Step one, getting the ingrediants should have been easy. But the Bisquick mix is on the very tippy-toppy shelf of the pantry and even with Carly sitting on his shoulders they’re too short to reach. So he climbs up the shelves and tosses it down to her. She doesn’t catch it. The box hits the floor with a powdery thud and he winces. Well. Ok, Mama can clean the mess up when she sweeps later.
The milk jug, while not being so hard to get, is heavier than he expected and somehow the cap gets unscrewed when he’s pulling it out of the fridge and milk sloshes everywhere, including onto Carly, who, while big-eyed and pouting about the whole affair, is really a remarkably good sport.
The less said about the eggs, the better. There were several casualties.
Lance can read, he can, but he had a hard time focusing in school sometimes and sometimes words don’t make quite the right shapes when he looks at them the first time, so he has to go over the recipe a few times just to make sure he’s got it exactly perfectly right. He’s glad it looks pretty simple. Two cups Bisquick mix, two eggs, one cup milk. Easy peasy.
It is not easy or peasy. Whatever peasy means. Lance doesn’t know. But he’s pretty sure whatever it is, it’s not what happens next.
In short, Lance and Carly make a mess. It was mostly ok until the eggs. The Bisquick was more powdery than he expected and poofed out everywhere when he tried to scoop it out of the box and there was definitely some on the counter but he’s pretty sure it was still okay anyway. The milk is still heavy and slosh-y and there are spills but not big ones. Not really. But Carly drops the first egg he gives her and when Lance takes over he’s too enthusiastic about cracking it and the egg goes ‘splat’ in a way no egg should. It takes a few tries before they have some eggs worthy of The Mixture.

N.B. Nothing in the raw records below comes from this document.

PR #9843, opened 2026-06-02
[XRT-SMI] Update the xrt-smi test to run in pure throughput mode

aktondak:
This PR updates the xrt-smi throughput test to run in pure throughput mode and changes the code to query throughput from runner.
This PR also removes the advance subcommand from ryzen specific xrt-smi as it is not applicable anymore

https://jira.xilinx.com/browse/AIESW-34896
https://jira.xilinx.com/browse/AIESW-35013

None

Tested on strx and npu3 boards : 
```
C:\Users\aktondak>xrt-smi validate --advanced -r throughput
-------------------------------------------------------------------------
                    DISCLAIMER  (xrt-smi --advanced)
You are running a developer command that may change system configuration.
                Continue only if you understand the risks.
-------------------------------------------------------------------------
    Platform              : NPU Medusa
    Power Mode            : performance
Test 1 [00c5:00:01.1]     : throughput
    Details               : Average throughput: 77703.0 op/s
Validation completed
```

None


src/runtime_src/core/common/smi/smi_ryzen.cpp
```diff
@@ -193,7 +180,6 @@ populate_smi_instance(xrt_core::smi::smi* smi_instance, const xrt_core::device*
     smi_instance->add_subcommand("validate",  generator->create_validate_subcommand());
     smi_instance->add_subcommand("examine",  generator->create_examine_subcommand());
     smi_instance->add_subcommand("configure",  generator->create_configure_subcommand());
-    smi_instance->add_subcommand("advanced",  generator->create_advanced_subcommand());
```
sonals, line 196: Could this break user's existing scripts?

src/runtime_src/core/tools/common/tests/TestNPUThroughput.cpp
```diff
@@ -14,6 +14,18 @@
 using json = nlohmann::json;
 #include <filesystem>
 
+namespace {
+
+double
+get_throughput_ops(const json& report)
+{
+  if (report.contains("executions") && !report["executions"].empty())
+    return report["executions"][0]["cpu"]["throughput"].get<double>();
```
sonals: We are assuming the index 0 is throughput run. Should we add some sanity checks here to ensure it is indeed the case?

src/runtime_src/core/common/smi/smi_ryzen.cpp
aktondak: No this will not break it since I was made aware that this is redundant and not being used in ryzen specific usage of xrt-smi. 
This is only relevant to alveo which this code change doesn't alter.

src/runtime_src/core/tools/common/tests/TestNPUThroughput.cpp
aktondak: I have added a throw in-case the profile.json contains more than 1 execution runs.

src/runtime_src/core/common/smi/smi_ryzen.cpp
sonals: Can we leave it there with a comment in the code and if used by a user, generate a warning that this feature has been deprecated? That way we will prevent accidental breakage of any user scripts/automation.

rchane (approved):

src/runtime_src/core/common/smi/smi_ryzen.cpp
aktondak: I believe that's not ideal because the Subcommand code is common between ryzen and alveo. If we add deprecated warning in the common code, it will break "xrt-smi advanced" for alveo. 
"xrt-smi advanced" was never meant for ryzen devices and above code change materializes it. There are no further subcommands like "xrt-smi advanced -r xxxx" which are applicable for ryzen. 
Referring to @rchane and @AShivangi in case I missed any assumption as this sub option predates me.

sonals (approved):

AShivangi (approved):

sonals (approved):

Mixture mixed by Carly, Lance hops onto a stool in front of the stove and pours it into the pan, which doesn’t seem to like the new addition. It crackles irritably and Lance tells it to shush because his moms are sleeping and he doesn’t want the pan to wake them up. He then waits just like the box told him to, until he can flip the pancake.
It soon turns out pancake-flipping is way harder to do than movies made it seem. Lance figures a spatula might be a good idea for the next one. He also wonders why the pancakes seem to be so stuck on the pan. The movies always made it seem like they slid around a bit, or at least flipped when they were supposed to. Weird.
The first pancake is a dud in the sense that it’s half stuck on the pan - half splashed everywhere. Lance decides to try again. Maybe if he waits a bit to flip them, they’ll solidify a bit.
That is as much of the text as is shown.